So, last night, Don, Sue and I were out eating with some of Sue’s co-workers and one of them is a beer expert. The woman was really into beer, like seriously. She said she likes Belgian sours, whatever that means. I need to look that up. I told her my all time favorite drug testing experience. She liked it, so I’ll post it here.
I was racing the Belgium World Cup on MTB bikes in Hoffalize, Belgium and got called for random testing, I think, since I never came close to finishing on the podium there. Anyway, I went to testing and there was my friends Thomas Frischknecht, from Switzerland and Rune Høydahl, from Norway.
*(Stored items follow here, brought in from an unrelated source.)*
PR #1, opened 2021-01-18
Added safe handling for some nested field accesses that were causing …

craigwblake:
…errors.


curatingbits (approved):
safeGaurd looks good. Thank you.

PR #38, opened 2021-04-30
Changing project nickname for eternal pumps

CosineXArt:
Making artbot in the #dmitri-cherniak channel respond to both "pump" and "eternal pump".


jakerockland (commented):
LGTM!

PR #40, opened 2021-05-04
Add Giveaway Functionality to the ArtBot

CosineXArt:
Uses the node package discord-giveaways to manage random drawings on Discord.

https://github.com/Androz2091/discord-giveaways

You will need to add CHANNEL_MINTS to the .env file, and give someone the "giveaway master" role to be able to kick off giveaways.  It will silently ignore anything that doesn't start with "giveaway!<cmd>", so I think it's not likely to accidentally start an event, but we can make it more complicated if you like.

Only thing not done yet is I'd like to play with using custom Emojis, but we'd need to get those set up on the test server first.


index.js
```diff
@@ -93,6 +95,29 @@ app.listen(PORT, function() {
 // Bot setup.
 const bot = new Client();
 
+
+//Manage Giveaways with Artbot
```
jakerockland, line 99: Minor thing, but can we move this new chunk of code to live after the:

```
bot.login(TOKEN);

bot.on("ready", () => {
  console.info(`Logged in as ${bot.user.tag}!`);
});
```

I think its a bit easier to visually parse this file that way.

Utils/giveawayCommands.js
```diff
@@ -0,0 +1,133 @@
...
+            return message.channel.send('Unable to find a giveaway for `'+ args.join(' ') +'`.');
+        }
+
+        // Reroll the giveaway
+        bot.giveawaysManager.reroll(giveaway.messageID)
+        .then(() => {
+                   // Success message
+                   msg.channel.send('Giveaway rerolled!');
+        })
+        .catch((e) => {
```
jakerockland, line 122: Nit: here and in the few places above can we use `catch((error) =>` rather than `catch((e) =>` as a pattern? It makes the code that follows a bit easier to read (and code is read more often than written).

Utils/giveawayCommands.js
```diff
@@ -0,0 +1,133 @@
...
+        let giveaway = 
+            // Search with giveaway prize
+            bot.giveawaysManager.giveaways.find((g) => g.prize === args.join(' ')) ||
+            // Search with giveaway ID
+            bot.giveawaysManager.giveaways.find((g) => g.messageID === args[0]);
+
+        // If no giveaway was found
+        if(!giveaway){
+            return message.channel.send('Unable to find a giveaway for `'+ args.join(' ') +'`.');
+        }
```
jakerockland, line 114: This logic is duplicated in a couple places, can we please split off into its own little helper function?

Utils/giveawayCommands.js
```diff
@@ -0,0 +1,133 @@
...
+    const ms = require('ms'); // npm install ms
+    const args = msg.content.slice('giveaway!'.length).trim().split(/ +/g);
+    const command = args.shift().toLowerCase();
+
+    // giveaway!start 2d 1 Awesome prize!
+    // Will create a giveaway with a duration of two days, with one winner and the prize will be "Awesome prize!"
+    
+
+    // If this is a valid command, and the member doesn't have enough permissions, return an error
+    if ((command === "start") || (command === "reroll") || (command === "end")) {
```
jakerockland, line 17: In addition to "start", "reroll" and "end", could we please add a "help" command that explains how to use the giveaway function? I think inevitably there will be someone who needs to be reminded, is taking over the giveaway-runner role, etc.

Utils/giveawayCommands.js
```diff
@@ -0,0 +1,133 @@
...
+        if(!msg.member.hasPermission('MANAGE_MESSAGES') && !msg.member.roles.cache.some((r) => r.name === "giveaway master")){
+            return msg.channel.send(':x: You need to have the right permissions to start giveaways.');
+        }
+    }
+
+    if (command === "start") {
+
```
jakerockland, line 24: I think the logic within this `if (command === "start")` branch is big enough to be its own helper function.

I think we could preferably do this for each of the commands (start, reroll, end, and help), make them helpers that are internal to this file, which would allow the if-else branching here to be a bit easier to parse over and then one can dig into each helper method as needed.

jakerockland (changes requested):
This is fantastic work 💯 

I've added couple requests around a bit of refactoring and adding a "help" command and then I think we should be set to push this live.

index.js
CosineXArt: Let me test that out, I thought I had to add these items before the login command, but I'll check if that's true.

Utils/giveawayCommands.js
CosineXArt: Sure thing!

Utils/giveawayCommands.js
CosineXArt: Good point, will do.

Utils/giveawayCommands.js
CosineXArt: Excellent point, I'll add that.

Utils/giveawayCommands.js
CosineXArt: Sure.

index.js
CosineXArt: Looks like I can do it this way.

CosineXArt:
All your comments should be addressed with this latest commit.

Utils/giveawayCommands.js
```diff
@@ -0,0 +1,151 @@
...
+    }
+
+    if (command === "reroll") {
+        return handleGiveawayReroll(msg, bot, args);
+    }
+   
+    if (command === "help") {
+        return msg.channel.send("Giveaway Usage:  giveaway![start|end|reroll] <time> <winner_count> <prize>");
+    }
+}
```
jakerockland, line 149: One minor nit here: somewhat of a style preference, I think its a bit easier to read if this branching uses if-else rather than 4 if statements as it providers a better guarantee to the reader that only one of these may be executed per command.

jakerockland (commented):
Just one minor thing here that would be nice if you can tweak. Non-blocking though if its a hassle.

I'll merge and push this tonight :) looks great!! Thank you.

jakerockland (approved):
Looks great, thank you!! 😄

PR #41, opened 2021-05-07
Setting up the Jason Ting Channel Bot

CosineXArt:
Added Bubble Blobby and Light Beams project bots and added them to the Jason Ting curated artist channel.


jakerockland (approved):
This is great, but I'm going to remove light beams for now before pushing live. We're currently only reflecting Curated and Playground with the bots and until we have a good consistent story for supporting factory projects I want to hold off on adding support there :)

The race was a muddy mess and we were done. For liquids to drink, they had bottled water, of course, soda and these liter Belgian beers. It was the last race before I was heading back to the states and figured I wouldn’t see those guys for a while. So, we decided to have a beer to say goodbye. Pretty soon, the old doctor came out to get one of us and Thomas went in. Rune and I talked and we finished our first liter. Then Thomas came out and Rune went in. Thomas still had most of his beer and opened another for me. Rune took a while and I had time to finish my second liter of beer. I said goodbye to those guys and got up to go back with the doctor.
Immediately I realized I was jacked. I could hardly stay upright. It was a lot of beer for me, on an empty stomach, plus I’d just finished a 2 1/2 hour World Cup MTB Race. The doctor was ancient and was barely shuffling down the hallway. I had to use both hands on the wall to stay upright.
I got back to the bathroom and picked my specimen collection thing out of the box and pull my shirt up over my nipples. When I dropped my shorts, there was mud everywhere. My privates were cake completely. I was way too unsteady and was trying to balance with one hand on the wall and one holding the cup. But, that wasn’t working. Eventually, I just put my head against the wall and used my hands for the cup and accuracy. While I was concentrating on the task at hand, lots of dried dirt was falling off into the plastic container. But, I got the flow going and couldn’t really stop it. I filled it to the top and when I looked, I would have guessed it was full of pond water. No yellow color, just muddy water.
I was so wasted, I just handed it over to the doctor and they guy didn’t say a word. I’m pretty positive he didn’t speak English, but I never heard him utter a sound. I couldn’t believe that he was going to seal up those two samples. Anyway, I went through the rest of the process, signed my name and left.
I went back into the lobby and grabbed three more liters of beer and put them in my jersey pockets. We were staying 5 kms. up a hill and I swear it took me a 1/2 hour to ride back.
When I got back to the hotel and was cleaning up, I looked at the beer labels and realized that they were Trappist Beer and 10% alcohol. I had just drank something equivalent to two bottles of wines. I was surprised I was still upright, let alone moving. And actually, probably from the race, but I sobered up pretty quickly. I guess my body used up the alcohol pretty quickly.
I was sort of interested on the results of the dope test, but never heard anything. They probably just tossed it out when they saw the samples. With all these guys never having a positive test since then, it seems like they kept up with that tradition up to present day.